• [Description of the task] Go through the data underneath and report how many lines hold the string "that", giving only the number.

• [Records to use]
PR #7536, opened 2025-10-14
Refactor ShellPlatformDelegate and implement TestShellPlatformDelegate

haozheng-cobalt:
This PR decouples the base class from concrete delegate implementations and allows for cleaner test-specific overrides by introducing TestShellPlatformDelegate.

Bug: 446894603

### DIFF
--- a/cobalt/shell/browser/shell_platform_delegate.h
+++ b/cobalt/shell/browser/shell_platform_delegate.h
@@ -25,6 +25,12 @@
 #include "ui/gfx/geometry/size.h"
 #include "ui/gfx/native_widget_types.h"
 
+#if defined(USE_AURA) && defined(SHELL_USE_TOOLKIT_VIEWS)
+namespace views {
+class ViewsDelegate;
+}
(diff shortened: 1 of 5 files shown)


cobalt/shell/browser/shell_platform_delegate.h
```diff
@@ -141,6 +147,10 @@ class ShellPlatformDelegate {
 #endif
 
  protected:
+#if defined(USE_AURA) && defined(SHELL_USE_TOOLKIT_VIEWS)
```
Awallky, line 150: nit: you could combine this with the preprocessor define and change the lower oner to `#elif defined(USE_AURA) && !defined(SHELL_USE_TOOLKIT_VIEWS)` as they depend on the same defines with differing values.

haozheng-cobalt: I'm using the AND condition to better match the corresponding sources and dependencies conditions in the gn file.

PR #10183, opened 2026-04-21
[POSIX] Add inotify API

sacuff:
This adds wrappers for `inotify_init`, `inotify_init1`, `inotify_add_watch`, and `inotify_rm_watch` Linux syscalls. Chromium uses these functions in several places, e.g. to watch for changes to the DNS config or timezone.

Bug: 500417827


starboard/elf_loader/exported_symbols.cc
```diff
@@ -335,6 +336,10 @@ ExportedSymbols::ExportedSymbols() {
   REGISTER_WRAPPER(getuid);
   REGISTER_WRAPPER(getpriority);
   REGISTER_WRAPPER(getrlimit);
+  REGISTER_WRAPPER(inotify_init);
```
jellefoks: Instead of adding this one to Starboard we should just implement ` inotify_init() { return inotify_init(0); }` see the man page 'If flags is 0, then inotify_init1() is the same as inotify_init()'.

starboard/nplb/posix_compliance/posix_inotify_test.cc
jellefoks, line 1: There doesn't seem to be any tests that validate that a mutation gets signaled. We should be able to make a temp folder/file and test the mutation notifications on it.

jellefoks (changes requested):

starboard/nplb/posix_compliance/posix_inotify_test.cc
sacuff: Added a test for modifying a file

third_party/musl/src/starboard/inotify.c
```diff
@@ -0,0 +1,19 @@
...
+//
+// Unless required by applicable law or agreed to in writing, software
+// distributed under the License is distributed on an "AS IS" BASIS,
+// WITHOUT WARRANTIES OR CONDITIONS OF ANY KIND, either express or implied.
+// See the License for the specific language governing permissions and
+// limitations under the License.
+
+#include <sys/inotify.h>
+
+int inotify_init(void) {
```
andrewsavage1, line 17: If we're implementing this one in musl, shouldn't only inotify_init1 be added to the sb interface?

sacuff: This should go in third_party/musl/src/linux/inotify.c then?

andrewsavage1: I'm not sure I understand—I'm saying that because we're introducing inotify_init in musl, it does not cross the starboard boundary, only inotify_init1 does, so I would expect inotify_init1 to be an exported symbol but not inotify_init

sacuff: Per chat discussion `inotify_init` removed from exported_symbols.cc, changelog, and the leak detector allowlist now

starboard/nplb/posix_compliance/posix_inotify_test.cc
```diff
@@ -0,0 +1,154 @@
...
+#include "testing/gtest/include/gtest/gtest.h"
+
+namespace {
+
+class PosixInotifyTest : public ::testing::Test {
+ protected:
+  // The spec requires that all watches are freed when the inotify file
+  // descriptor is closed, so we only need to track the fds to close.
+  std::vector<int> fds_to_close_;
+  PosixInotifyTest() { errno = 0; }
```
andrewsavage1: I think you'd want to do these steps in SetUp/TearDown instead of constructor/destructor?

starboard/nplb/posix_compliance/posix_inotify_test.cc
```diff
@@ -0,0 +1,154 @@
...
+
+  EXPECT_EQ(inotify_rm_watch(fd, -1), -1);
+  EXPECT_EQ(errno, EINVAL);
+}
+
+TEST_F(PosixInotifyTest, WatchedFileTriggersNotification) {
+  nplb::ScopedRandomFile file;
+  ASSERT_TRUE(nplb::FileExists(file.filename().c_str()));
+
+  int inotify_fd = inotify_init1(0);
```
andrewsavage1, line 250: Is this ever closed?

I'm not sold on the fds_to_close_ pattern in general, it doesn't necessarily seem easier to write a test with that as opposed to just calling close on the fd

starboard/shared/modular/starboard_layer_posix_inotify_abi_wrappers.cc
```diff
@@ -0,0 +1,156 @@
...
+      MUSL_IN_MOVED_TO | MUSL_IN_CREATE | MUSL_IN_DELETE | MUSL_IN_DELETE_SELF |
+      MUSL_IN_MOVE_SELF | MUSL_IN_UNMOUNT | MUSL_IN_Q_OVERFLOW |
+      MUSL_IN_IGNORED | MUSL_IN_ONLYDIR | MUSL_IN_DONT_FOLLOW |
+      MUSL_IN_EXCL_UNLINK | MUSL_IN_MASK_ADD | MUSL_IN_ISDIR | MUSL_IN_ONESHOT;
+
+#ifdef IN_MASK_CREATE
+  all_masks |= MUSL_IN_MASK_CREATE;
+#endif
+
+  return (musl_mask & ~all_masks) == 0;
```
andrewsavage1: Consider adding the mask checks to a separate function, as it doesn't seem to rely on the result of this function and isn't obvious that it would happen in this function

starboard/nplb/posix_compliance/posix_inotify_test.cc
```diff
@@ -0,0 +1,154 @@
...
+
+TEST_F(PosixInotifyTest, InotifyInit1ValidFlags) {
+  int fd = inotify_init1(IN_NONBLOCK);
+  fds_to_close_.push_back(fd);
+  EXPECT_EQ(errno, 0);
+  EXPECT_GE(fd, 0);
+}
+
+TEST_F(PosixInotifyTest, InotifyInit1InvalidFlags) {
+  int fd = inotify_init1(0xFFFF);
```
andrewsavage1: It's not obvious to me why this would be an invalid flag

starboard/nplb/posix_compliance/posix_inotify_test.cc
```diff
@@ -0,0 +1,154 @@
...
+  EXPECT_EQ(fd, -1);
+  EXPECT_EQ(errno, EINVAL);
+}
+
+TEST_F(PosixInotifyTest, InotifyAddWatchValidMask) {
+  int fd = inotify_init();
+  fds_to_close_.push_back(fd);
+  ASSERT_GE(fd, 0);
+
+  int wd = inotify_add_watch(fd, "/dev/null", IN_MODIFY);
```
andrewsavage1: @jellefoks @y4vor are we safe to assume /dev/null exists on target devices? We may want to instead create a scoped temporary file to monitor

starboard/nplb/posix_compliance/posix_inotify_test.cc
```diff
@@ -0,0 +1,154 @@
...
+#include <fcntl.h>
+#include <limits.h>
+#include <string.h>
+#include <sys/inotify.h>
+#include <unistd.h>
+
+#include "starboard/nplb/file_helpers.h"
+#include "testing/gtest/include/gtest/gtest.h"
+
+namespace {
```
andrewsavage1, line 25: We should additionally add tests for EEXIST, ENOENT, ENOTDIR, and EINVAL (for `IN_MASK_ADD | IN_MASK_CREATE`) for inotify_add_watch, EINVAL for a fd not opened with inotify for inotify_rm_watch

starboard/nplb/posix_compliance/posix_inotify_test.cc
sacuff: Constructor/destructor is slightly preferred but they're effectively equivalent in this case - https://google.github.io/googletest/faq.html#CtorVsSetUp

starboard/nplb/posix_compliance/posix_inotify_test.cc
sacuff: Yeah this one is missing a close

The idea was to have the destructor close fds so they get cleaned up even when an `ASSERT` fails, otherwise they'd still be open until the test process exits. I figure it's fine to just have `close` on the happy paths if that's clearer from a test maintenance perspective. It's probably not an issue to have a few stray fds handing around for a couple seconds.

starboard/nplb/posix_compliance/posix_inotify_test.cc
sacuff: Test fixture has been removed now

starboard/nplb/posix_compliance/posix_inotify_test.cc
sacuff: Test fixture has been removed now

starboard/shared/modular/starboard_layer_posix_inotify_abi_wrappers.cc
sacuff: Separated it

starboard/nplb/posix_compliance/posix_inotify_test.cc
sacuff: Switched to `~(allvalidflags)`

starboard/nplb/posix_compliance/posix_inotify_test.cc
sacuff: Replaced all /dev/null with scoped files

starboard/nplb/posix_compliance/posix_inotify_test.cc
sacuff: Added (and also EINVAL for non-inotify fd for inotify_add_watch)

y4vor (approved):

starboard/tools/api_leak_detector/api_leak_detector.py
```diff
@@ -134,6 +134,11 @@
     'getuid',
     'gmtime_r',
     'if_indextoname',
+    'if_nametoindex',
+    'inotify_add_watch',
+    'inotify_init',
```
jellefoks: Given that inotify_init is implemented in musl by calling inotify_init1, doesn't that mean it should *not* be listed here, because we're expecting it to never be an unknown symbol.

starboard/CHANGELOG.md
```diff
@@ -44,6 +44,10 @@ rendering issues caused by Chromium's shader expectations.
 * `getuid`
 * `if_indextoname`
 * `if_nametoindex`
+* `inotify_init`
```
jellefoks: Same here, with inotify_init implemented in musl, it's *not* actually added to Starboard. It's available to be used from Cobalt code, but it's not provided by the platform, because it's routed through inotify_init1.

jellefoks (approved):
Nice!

• [Output for this task] 7